# Any experience with Innova Large Breed Puppy?



## StormyK9 (May 11, 2009)

So after doing some research on dog foods for the GSD, I have finally bought my first bag of Innova puppy large breed. When we first got Stormy, he was skinny and seemed underweight and we bought him Eukanuba at first, but then we found out that it was a low quality food so we switched to Innova Large Breed puppy. So is there anyone out there that fed your GSD Innova and how did they turned out? anything you liked or disliked?

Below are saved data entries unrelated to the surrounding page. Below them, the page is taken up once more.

Issue #682, opened 2023-12-08
Associated fields in Enumerator


bernardnormier:
The associated fields of an Enumerator are an:
```rs
 pub associated_fields: Option<Vec<WeakPtr<Field>>>,
```

And apparently, when slicec parses an enumerator, it:
 - parses `E()` as a non-null empty vector of fields
 - parses `E` as a null vector of fields

This seems overcomplicated. Why not simply:
```rs
 pub associated_fields: Vec<WeakPtr<Field>>,
```

with an empty vec in the common situation where the enumerator has no associated field.

InsertCreativityHere:
This change was implemented in #685

bernardnormier:
This change meaning:
> Changes fields to return a Vec<Field> instead of an Option<Vec<Field>> for easier use (None => vec![]).

PR #687, opened 2023-12-13
Add Result Type Support

InsertCreativityHere:
This PR adds support for a new generic primitive type named `Result`.
It is syntactically equivalent to a `Dictionary`, but uses the `Result` keyword instead.
```
unchecked enum MyError {}

typealias StringResult = Result<String, MyError>

interface I {
    getBytes() -> Result<Sequence<uint8>, MyError>
}
```

`Result` is a Slice2 only feature. It can be used anywhere a type can be.
It is logically equivalent to a compact enum with 2 variants for 'ok' and 'error'.

Internally in the compiler, I named it `ResultType`, since `Result` is a heavily used type in Rust.

----

## Deviations from the original proposal (#682)

In the original proposal, we wanted to support tuples in the `Ok` type:
```
Result<(a: bool, tag(2), b: string?), MyError>
```
However this implementation does not support this, since we never added support for first-class tuples to Slice.
Both type parameters for `Result` must be Slice types.

We can always change this in the future, but note there is no lack of functionality.
Users must simply convert their tuple into a struct, and then that struct can be used.


externl (approved):
Looks good to me!

externl:
An action is failing with:

>`single_line_let_else_max_width` cannot have a value that exceeds `max_width`. `single_line_let_else_max_width` will be set to the same value as `max_width`

tests/optional_tests.rs
```diff
@@ -467,6 +467,72 @@ mod optional {
...
+            let field = ast.find_element::<Field>("Test::S::a").unwrap();
+            assert!(field.data_type.is_optional);
+
+            let Types::ResultType(result_type) = field.data_type().concrete_type() else { panic!() };
+            assert!(!result_type.ok_type.is_optional);
+            assert!(!result_type.err_type.is_optional);
+        }
+
+        #[test]
+        fn results_with_optional_keys_are_parsed_correctly() {
```
pepone, line 493: Should be `optional_ok`?

tests/optional_tests.rs
```diff
@@ -467,6 +467,72 @@ mod optional {
...
+            let field = ast.find_element::<Field>("Test::S::a").unwrap();
+            assert!(!field.data_type.is_optional);
+
+            let Types::ResultType(result_type) = field.data_type().concrete_type() else { panic!() };
+            assert!(result_type.ok_type.is_optional);
+            assert!(!result_type.err_type.is_optional);
+        }
+
+        #[test]
+        fn results_with_optional_values_are_parsed_correctly() {
```
pepone, line 515: `optinal_err`?

pepone (approved):

tests/optional_tests.rs
InsertCreativityHere: Yes, good catch!
I copied the dictionary tests, a little too sloppily apparently.

tests/optional_tests.rs
InsertCreativityHere: Same.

I've checked out doogfoodanalysis, and I plan to switch up the food after finishing 2 bags. Would it be ok to feed a pup something with a higher meat content? Orijen Large Breed puppy? Evo? Taste of the Wild?


----------



## Lucy Dog (Aug 10, 2008)

I feed innova adult to my one year old and she does great on it. She has one of the softest and most shiny coats you'll see on a gsd and her poops are always compact and solid. She gets compliments everywhere she goes about how great her coat looks. 

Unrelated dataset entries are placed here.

PR #688, opened 2023-12-13
Allow Settings Explicit Discriminants for Enums with Fields

InsertCreativityHere:
This PR allows users to set explicit discriminants for their enumerators, even if they have fields.
It also fixes the range of these discriminants so they must fit within [0, int32::MAX].

### DIFF
--- a/src/validators/enums.rs
+++ b/src/validators/enums.rs
@@ -14,14 +14,9 @@ pub fn validate_enum(enum_def: &Enum, diagnostics: &mut Diagnostics) {
     check_compact_modifier(enum_def, diagnostics);
     compact_enums_cannot_contain_tags(enum_def, diagnostics);
 
-    // If the enum wasn't defined in a Slice1 file, validate whether fields or explicit values are allowed,
-    // based on whether it has an underlying type. Fields in Slice1 files are already rejected by `encoding_patcher`.
-    if !enum_def.supported_encodings().supports(Encoding::Slice1) {
-        if enum_def.underlying.is_some() {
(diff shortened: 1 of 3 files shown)


src/validators/enums.rs
```diff
@@ -65,13 +59,15 @@ fn backing_type_bounds(enum_def: &Enum, diagnostics: &mut Diagnostics) {
...
+                if let Some(bounds) = underlying_type.numeric_bounds() {
+                    check_bounds(enum_def, bounds, diagnostics);
                 }
             }
             None => {
-                // No underlying type, the default is varint32 for Slice2.
-                check_bounds(enum_def, &Primitive::VarInt32, diagnostics);
+                // For enumerators in Slice2, values must fit within varint32 and be positive.
+                let varint32_max = Primitive::VarInt32.numeric_bounds().unwrap().1;
+                check_bounds(enum_def, (0, varint32_max), diagnostics);
```
bernardnormier, line 70: I find this varint32_max odd. Why define this max since it's == int32_max?

bernardnormier (approved):

src/validators/enums.rs
InsertCreativityHere: We definitely could.
I just thought it seemed cleaner to get the max from the actual Slice type, instead of the mapped type.
Using `i32::MAX` is obviously simpler though.

InsertCreativityHere: I switched to using `i32::MAX`.

externl (approved):

ReeceHumphreys (approved):
Looks good.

I've been feeding her the adult formula since she was about 4 or 5 months and she's done great on it. No complaints here.


----------



## sungmina (Jul 28, 2008)

We've fed both Orijin LBP and Innova LBP, and both our dogs did well on both foods. We only switched because the Orijin was getting a bit pricey and the local hollistic pet store recommended Innova as a slightly cheaper alternative. I have no experience with Evo and TOTW but I do recommend both Orijin LBP and Innova LBP.


----------



## StormyK9 (May 11, 2009)

Thanks for the input, I think I'll be feeding him the Innova LBP for a month or two and rotate off to Orijen LBP and Taste of the Wild. To get a better variety of nutrition than just 1 and also lower chance of developing food allergies.

I'm really interested in EVO because of the high meat content, but I'm not sure if thats ok to give to a pup at only 3 months old.

Any suggestions?


----------



## Jazzstorm (Nov 29, 2005)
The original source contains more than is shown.